I open my eyes and look at her. “Promise you never will again.”

“I won’t.” She fastens her jeans. “My dad totally freaked out, but he’s always been worried I’ll end up like my mother. I guess I should be glad he got me help early on, so I never became obsessed with cutting. It was just that things were so weird after Mom died. Part of me felt like this light had gone out, and then another part was relieved Dad and I didn’t have to deal with her anymore. But it took so long before I stopped being scared when I woke up, because with her we never knew what kind of mood she’d be in.

“The kids at school had always whispered about her being crazy, but afterward they started speculating about how she killed herself and that I must be crazy too, and they just did not stop. They were posting things about me on social media and sending me emails…plus being nasty at school…and cutting just became something I could control. A way to stop feeling.”

Stop feeling.

“I’ve tried to do that too. So many times.” My voice is rusty, like old metal. “But you can’t, Nell. It’s impossible to stop feeling. No matter what you do.”

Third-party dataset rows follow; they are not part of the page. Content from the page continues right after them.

PR #2849, opened 2026-07-18
Support lossless zero-blur box shadows

claell:
Partially addresses #13.

## Summary

* Parse and compute the CSS `box-shadow` grammar when every blur radius is zero.
* Paint multiple outer and inset shadows in the specified front-to-back order.
* Support offsets, positive and negative spread, explicit colors, `currentColor`, rounded corners, transparent-box knockout, and collapsed-border table rules.
* Keep PDF output lossless and scalable by representing shadows entirely as vector paths.
* Reject nonzero blur radii with an actionable warning instead of silently accepting an effect that cannot be painted faithfully by this implementation.

## Rationale

The previous implementations in #149 and #859 rasterized shadows. That adds image data to PDF output, scales poorly, and was the central reason those approaches were not merged.

Zero-blur shadows do not have that constraint: their sharp perimeters can be represented directly with PDF paths. A maintainer explicitly noted that this subset would be useful and invited further work in the #13 discussion: https://github.com/Kozea/WeasyPrint/pull/149#issuecomment-1254718532.

This pull request deliberately implements only that lossless subset. It does not introduce Pillow, a blur library, image surfaces, or any new dependency. Blurred shadows, `text-shadow`, and `filter: drop-shadow()` remain separate concerns with different painting and output-policy tradeoffs.

## Implementation notes

* Outer shadows use the border box and are knocked out inside that box even when its background is transparent.
* Inset shadows use the inverse of the shifted padding-box perimeter and are clipped to the rounded padding edge.
* Spread-adjusted radii follow the current CSS Backgrounds radius-expansion algorithm, including its coverage correction for rounded shapes.
* Outer shadows are skipped on internal table boxes in the collapsing-border model; inset shadows remain paintable.
* Shadows are marked as PDF artifacts and participate in the existing transform, opacity, clipping, and stacking machinery.

## Verification

* 913 CSS validation tests pass.
* 9 generic shadow drawing tests pass, covering outer and inset painting, transparent knockout, layer order, spread and `currentColor`, rounded geometry, negative inset spread, collapsed tables, and vector-only PDF output.
* The complete suite reports 4,282 passed and 41 expected failures. The sole failure is the pre-existing Windows path-with-spaces behavior in `test_command_line_render`, where the test helper applies `args.split()` to this checkout's absolute path.
* Ruff reports no issues in the changed Python and test files.
* A generic six-case HTML specimen was rendered to PDF with Ghostscript 10.07.1 and visually inspected. No project-specific data or fixtures are included.

The full suite used the Windows Ghostscript discovery from #2847 as a temporary local test-harness change; that unrelated change is not included in this branch.

## AI assistance disclosure

This change was authored with ChatGPT Codex under human direction and review. Maintainer review remains necessary, particularly for CSS conformance, painting integration, and long-term architecture.

### DIFF
--- a/docs/api_reference.rst
+++ b/docs/api_reference.rst
@@ -580,10 +580,11 @@ WeasyPrint also supports the `border images part`_ of this module, including the
 ``border-image-width``, ``border-image-outset`` and ``border-image-repeat``
 properties.
 
-WeasyPrint does **not** support the `box shadow part`_ of this module,
-including the ``box-shadow`` property. This feature has been implemented in a
-`git branch`_ that is not released, as it relies on raster implementation of
-shadows.
+The ``box-shadow`` property is supported when every shadow has a zero blur
+radius. Multiple outer and inner shadows, spread distances, colors, and rounded
+corners are supported and remain vector graphics in PDF output. Declarations
+with a nonzero blur radius are ignored with a warning because PDF has no native
+Gaussian blur operation and raster shadows do not scale losslessly.
 
 .. _CSS Backgrounds and Borders Level 3: https://www.w3.org/TR/css-backgrounds-3/
 .. _border part: https://www.w3.org/TR/css-backgrounds-3/#borders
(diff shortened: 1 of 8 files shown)


liZe:
Thanks for this pull request.

We opened a shorter and more simple pull request, that also handles blur: #2863.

“I know.” She rubs her arms and steps back. “I hated being in the institution, but they did help me figure stuff out.”

“Since then, it’s been okay?” I hold her gaze, willing her to tell me what I want—need—to hear.

“I think so.” She fiddles with a button on her shirt. “Dad is still super overprotective, but I understand why. It was weird going back to school and being a year older than everyone else, but mostly people seemed to have moved on. I still get a jab or insult sometimes, but much less often. For the most part, I’ve been able to fly under the radar.”

Under the radar. A girl who should be soaring above everyone else, a bright, pretty sparrow against a crystal-blue sky.

The door clicks open. My spine stiffens. Every nerve ending snaps to alertness. Henry appears in the living room doorway, running a hand down his wrinkled shirtfront. He stops and flicks his gaze from me to Nell.

“Either of you hungry for dinner?” He pats his stomach. “I have an appetite for pizza tonight.”

“Sounds good,” Nell says. “I’ll call in the order. Pepperoni okay?”

“Perfect.”

She starts toward the door, tossing me a quick glance.

The look that passes between us contains things it shouldn’t. Understanding. The acknowledgment of shared secrets.

And the promise…or warning…of more.

 

 

PART II

 

 

CHAPTER 17

 

 

Nell

 

 

When I wake the next morning, I’m hot and aching. My dreams break apart in the dawn light, but transparent images of writhing, naked bodies cling to my mind.

I still feel the raised flesh of Darius’ bullet wound underneath my fingertips. I still feel the brush of his hand against my scars, the restraint coiling through him.

I hadn’t believed what I was doing—I’d felt almost dizzy as I’d stood in front of him and pulled my pants down. My heart had been beating so fast. I hadn’t wanted him to take his hand away from me.

What if my father had walked in two minutes earlier? What if he’d seen me with my jeans around my knees and Darius touching my bare thigh?